Toutefois, inscrire Leader dans la durée, d'abord comme programme d'initiative communautaire puis comme partie du RDR amène à prendre du recul sur certaines thématiques et soulève des interrogations essentielles :
- en ce qui concerne l'intégration de Leader aux politiques 'classiques' de développement rural (le fameux "maintreaming"), plusieurs pistes de réflexion sont ouvertes : o Quel rôle donne-t-on à Leader (comme programme ou comme approche méthodologique) en France, dans un contexte qui a fortement évolué avec le développement des Pays et des Parcs et la montée en puissance des politiques régionales ? Leader I favorisait l'organisation territoriale (la 'primo-organisation') puis le rôle de laboratoire s'est progressivement affirmé.
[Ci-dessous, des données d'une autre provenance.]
PR #2078, opened 2025-02-06
(199738) Avoid attempting to return an excessive number of search results

edavey:
See https://dev.azure.com/dfe-gov-uk/Academies-and-Free-Schools-SIP/_workitems/edit/199738

We've seen errors coming from the project search module when the search results are very numerous, which then causes an excessive number of requests to the Academies API. 

These errors have only been seen in the development environment but could just as easily occur in production if a user searches for "the" or "1".

We add two guard clauses to avoid attempting to fetch large quantities of records from the Academies API:

- if the search term given is less than 4 characters we raise with "Search term too short"

- if the number of results is more than 100 we raise with "Too many results"

These "Search Errors" are handled by showing the user a new "search error" page which gives them helpful information on the problem:

helpful_search_error_page

### DIFF
--- a/app/controllers/search_controller.rb
+++ b/app/controllers/search_controller.rb
@@ -7,6 +7,8 @@ class SearchController < ApplicationController
     @query = query
     @count = @results.count
     @pager, @results = pagy_array(@results)
+  rescue ProjectSearchService::SearchError => error
+    render "pages/search_error", locals: {error_message: error.message}
   end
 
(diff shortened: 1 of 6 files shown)


DrizzlyOwl (approved):
There is room to improve the UX here as it's not strictly an "error", the user just needs to _do more_ but otherwise the feature is an improvement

Aujourd'hui, il semble que ces deux fonctions soient quelque peu dépassées et, faute d'avoir recherché une meilleure implication des collectivités locales (notamment au niveau départemental), l'approche ne tend-elle pas à se banaliser et à s'adresser à un cercle de plus en plus fermé d'initiés ? Si le choix fait pour la période 2007-2013 de privilégier pour Leader les territoires de projet (Pays, PNR) répond en partie à la question, n’est-ce pas trop tard ? Comment rendre compatible l'approche avec l'avancée parfois faible de la réflexion sur la place de Leader dans les politiques régionales, dans un contexte de recentrage des crédits de l’Etat et de politique nationale sur les pays pas forcément très volontariste ? o Comment asseoir l’acquisition de certaines pratiques et méthodes liées à Leader ? Ces pratiques semblent globalement acquises par les acteurs locaux mais qu'en est-il au niveau national, voire régional ? Il est en effet possible de constater parfois, par exemple : l'affaiblissement des exigences sur la participation des acteurs, une perte de vigueur de la notion de projet (donc de stratégie) au profit d’une multiplication de cadres contractuels et d’appels à projets, une réduction ou une remise en cause de l’ingénierie, un manque de culture « développement local », …
o Comment renouveler les pratiques et méthodes sur le territoire ? Dans cette configuration, la question du maintien du caractère expérimental de Leader se pose aussi au niveau local. Comment maintenir et ouvrir le champ du laboratoire que constitue cette approche, en particulier dans le cadre de contraintes financières (co-financement calculé sur la base de la dépense publique et intervention à hauteur de 55% seulement) ?
- inscrire Leader dans la durée signifie aussi analyser les résultats des évaluations conduites, de s'approprier les échecs et les réussites de l'approche à court et long terme pour pouvoir revisiter les principes fondateurs de Leader et répondre à certains défis qui bien qu'anciens restent centraux : o le partenariat et la concertation public-privé : le partenariat et l'implication réelle des acteurs dans la mise en œuvre du programme, notamment via la sélection des projets à soutenir financièrement, sont des éléments essentiels de Leader. Néanmoins, l'équilibre public-privé a posé un certain nombre de questions en France : comment donner de la légitimité aux représentants du secteur privé au sein des Comités de programmation, quel est leur rôle, dans quelle mesure sont-il garants d'une bonne mise en œuvre du programme dans le respect de la démocratie (quelle est leur représentativité en tant que non-élu), comment ouvrir les élus à une prise de décision partagée avec des privés, etc. Dans d'autres pays européens, ce point n'a posé aucune question et a été appliqué de manière beaucoup plus naturelle. Faut-il voire là une spécificité française et comment intervenir pour rendre cet aspect plus fluide sur la période 2007-2013 au cours de laquelle les enjeux seront peut-être encore plus importants ? o la dimension économique : il a souvent été difficile, sur la période 1999-2006 de développer en France des stratégies territoriales où l'économie était une dimension pleine et entière. Ceci reste vrai dans la plupart des cas, même lorsque les stratégies sont organisées autour de thématiques a priori favorables (tourisme, produits locaux, …). Là encore, dans d'autres Pays européens, les GAL ont eu une approche nettement plus économique (et plus pérenne, financièrement parlant) du développement rural. Peut-être est-ce là une nouvelle clé à laquelle réfléchir pour inscrire Leader dans la durée et justifier de ses retombées 'chiffrables' sur les territoires.